In fact, education in the Islamic society is not a mere right for its individuals. It is rather a required duty from every capable person. All capable, intelligent and skilled individuals in the Islamic society are required to educate themselves religiously and in worldly affairs.

Proper and adequate health facilities are also a right. Equality is a right.

Islam removes all the impositions of barriers and classes among the members of the Islamic society in order to enable them to enjoy and practice their legitimate rights. No discrimination of any type is allowed in Islam. Lineage, colour, region or language must not give individuals any special class or status in the Islamic society.

Even after Death

In fact, we should point out here that the human rights according to Islam reflect continuous process that never ceases even after man's death.

Man is entitled to be properly washed, or rather bathed gently, upon his death.

Man is also entitled to be wrapped in one, or a set of three to five, white, new, clean shrouds, and he is entitled to a funeral prayer to be offered as a farewell to his body and soul in this life.

Furthermore, after death, a deceased is further honoured with the following rights: the grave of a Muslim must not be dug up for no significant and honourable reason, nobody is allowed to sit on top of the grave of a Muslim and nobody has the right to walk over the grave of a Muslim deceased.

In fact, a Muslim is even entitled for the protection against gossip and ill memories after his death. This is based on the following Hadith of Allah's Messenger (peace and blessings of Allah be upon him): "(Only) mention the good things of your deceased and shun away from mentioning any defaming items (they were known with while alive)."

There are more rights for a Muslim as follows: when he dies, he is entitled to the prayers, supplications and charity donated on his behalf. A Muslim is also entitled for the full execution of his will and whatever he promised or pledged to do while alive, but could not fulfil it due to abrupt death.

This is based on the Hadith of Allah's Messenger (peace and blessings of Allah be upon him):

"A man asked Allah's Messenger (peace and blessings of Allah be upon him), ‘Oh Prophet of Allah! My parents died. Is there anything I can do to please them and be good to them, even after their death?' Allah's Messenger replied immediately, ‘Yes. Pray for their souls. Honour their friends and be generous to them. Remain in touch and on good terms with their kin and kith, and fulfil their pledge of allegiance (which they committed themselves to do while they were alive)'."
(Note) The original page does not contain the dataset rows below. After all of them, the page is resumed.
PR #174, opened 2016-03-18
Troubleshooting

mathieujobin:
I'm having issues with job failing to re-acquire the lock
they are defined like this.

```ruby
class LovelyWorker
  include Sidekiq::Worker
  sidekiq_options retry: false, backtrace: true, unique: :until_executing

  def perform(object_uuid)
    do_lovely_stuff
    LovelyWorker.perform_in(15.seconds, object_uuid)
  end
end
```

I've split the return codes of the lua scripts, and added some debugging to understand a bit better what is going on... I was wondering if this added information could be useful to others, so I am opening a pull request.

The error looks like this

```
sidekiq.log:444461:2016-03-18T00:17:55.525Z 20899 TID-10xnnk SeasonMaintainerWorker JID-515066574f2af0660cc440bb DEBUG: failed to acquire lock for uniquejobs:17042957acafcc6506ef21a15f371999 (stored_jid did not match job_id) -- {"class"=>"PreGameWorker", "args"=>["2b9028c3-c482-4300-89fe-64e133aad607"], "at"=>1458261900.0, "retry"=>false, "queue"=>"default", "backtrace"=>true, "unique"=>:until_executing, "jid"=>"f0e5d10cffbb6a1d56e03cdd", "created_at"=>1458260275.5235777, "unique_prefix"=>"uniquejobs", "unique_args"=>["2b9028c3-c482-4300-89fe-64e133aad607"], "unique_digest"=>"uniquejobs:17042957acafcc6506ef21a15f371999"}
```

What I am noticing from this log line..
the class name of the job trying to get the lock is not the same one as the one who apparently owns the lock.

and these workers don't even have similar arguments, so it should have never match...

I'm not too sure what is going on, any help will be appreciated

thanks

### DIFF
--- a/redis/acquire_lock.lua
+++ b/redis/acquire_lock.lua
@@ -7,6 +7,7 @@ if stored_jid then
   if stored_jid == job_id then
     return 1
   else
+    -- maybe we should do something special in this case?
     return 0
   end
 end
--- a/redis/acquire_lock.lua
+++ b/redis/acquire_lock.lua
@@ -13,7 +13,7 @@ end
 
 if redis.pcall('set', unique_key, job_id, 'nx', 'ex', expires) then
   redis.pcall('hsetnx', 'uniquejobs', job_id, unique_key)
-  return 1
+  return 3
 else
-  return 0
+  return 2
 end
--- a/redis/release_lock.lua
+++ b/redis/release_lock.lua
@@ -4,9 +4,24 @@ local stored_jid = redis.pcall('get', unique_key)
 
 if stored_jid then
   if stored_jid == job_id or stored_jid == '2' then
-    redis.pcall('del', unique_key)
-    redis.pcall('hdel', 'uniquejobs', job_id)
-    return 1
+    if redis.pcall('del', unique_key) then
+      if redis.pcall('hdel', 'uniquejobs', job_id) then
+        -- All should be good
+        return 1
+      else
+        -- hdel has failed
+        return 2
+      end
+    else
+      -- del has failed, lets try hdel anyway.
+      if redis.pcall('hdel', 'uniquejobs', job_id) then
+        -- All should be good anyway ?
+        return 3
+      else
+        -- hdel has failed
+        return 4
+      end
+    end
   else
     return 0
   end
--- a/lib/sidekiq_unique_jobs/lock/until_executed.rb
+++ b/lib/sidekiq_unique_jobs/lock/until_executed.rb
@@ -46,16 +46,16 @@ module SidekiqUniqueJobs
                               argv: [item[JID_KEY], max_lock_time])
         case result
         when 3 # previously 1, was considered a success
-          logger.debug { "successfully locked #{unique_key} for #{max_lock_time} seconds (hsetnx called)" }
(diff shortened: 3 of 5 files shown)


redis/acquire_lock.lua
```diff
@@ -7,13 +7,14 @@ if stored_jid then
   if stored_jid == job_id then
     return 1
   else
+    -- maybe we should do something special in this case?
     return 0
```
mathieujobin, line 11: this is happening a lot for us ...

redis/release_lock.lua
```diff
@@ -4,9 +4,24 @@ local stored_jid = redis.pcall('get', unique_key)
 
 if stored_jid then
   if stored_jid == job_id or stored_jid == '2' then
-    redis.pcall('del', unique_key)
-    redis.pcall('hdel', 'uniquejobs', job_id)
-    return 1
+    if redis.pcall('del', unique_key) then
+      if redis.pcall('hdel', 'uniquejobs', job_id) then
```
mhenrixon, line 8: This will leave a lot of jobs in memory unfortunately.

redis/release_lock.lua
```diff
@@ -4,9 +4,24 @@ local stored_jid = redis.pcall('get', unique_key)
...
+        -- All should be good
+        return 1
+      else
+        -- hdel has failed
+        return 2
+      end
+    else
+      -- del has failed, lets try hdel anyway.
+      if redis.pcall('hdel', 'uniquejobs', job_id) then
```
mhenrixon, line 17: Ah ok you put an extra one here. Seems like unnecessary complexity. Very hard to follow, wouldn't just storing the result in variables be a slicker way of handling this?

mathieujobin, line 17: didn't mean to be concise, smart or pretty or anything like that.
I am keeping functionality 100% one-for-one, I believe.
but adding more return code to help troubleshooting

because the lua scripts returns only 0/1, we don't know exactly what is happening.
with this, I have a better idea, although I dont know enough how this gem works to understand it fully.

i just turn several of my workers to be using `:until_and_while_executing` and looking at the logs, for one given job trying to pick up the lock, it looks like it is trying to steal the lock from the others... https://gist.github.com/mathieujobin/27aa191896624994d536

it does not make much sense to me.

is it possible there is some lock common to a unicity type ?

thanks

mathieujobin, line 17: also, I wasn't sure if `del` and `hdel` could be done in any order regardless of the other one success....

if so, I understand your surprise. as you suggest, I could probably store the result of each and return the proper return code after that

redis/release_lock.lua
```diff
@@ -4,9 +4,24 @@ local stored_jid = redis.pcall('get', unique_key)
...
+        -- All should be good anyway ?
+        return 3
```
mathieujobin, line 19: this case is currently considered a succes, but maybe it should not... 
something we could/should do here?

redis/release_lock.lua
```diff
@@ -4,9 +4,24 @@ local stored_jid = redis.pcall('get', unique_key)
 
 if stored_jid then
   if stored_jid == job_id or stored_jid == '2' then
```
mathieujobin, line 6: what is `2` here?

In another hadith, Rasulullah Sallallahu ‘alayhi wa sallam said, "The most beloved people to Allah are the most useful [or beneficial to others]. The most beloved actions to Allah Subhanahu wa Ta'ala is a pleasure you bring to [a broken hearted, suffering] Muslim, or to relieve such a sufferer from his suffering, or to pay his debt, or to dismiss his hunger [by offering him a decent meal to eat].

It is even better for me to walk with a Muslim brother to accomplish his need than to enter seclusion in a Masjid for an entire month.

Whosoever controls his anger [in this world] Allah I will cover his vices. Whosoever controls [suppresses] his anger, which he is capable of harming others with it, Allah Subhanahu wa Ta'ala will fill his heart with satisfaction [or happiness] on the Day of Judgement.

Whosoever walks to support the evidence of a Muslim brother [definitely] Allah Subhanahu wa Ta'ala will fasten his footsteps on the Day when footsteps are [very] flinching. Surely, evil character and behavior will spoil [or ruin] the [good deeds and pious actions] as vinegar spoils honey."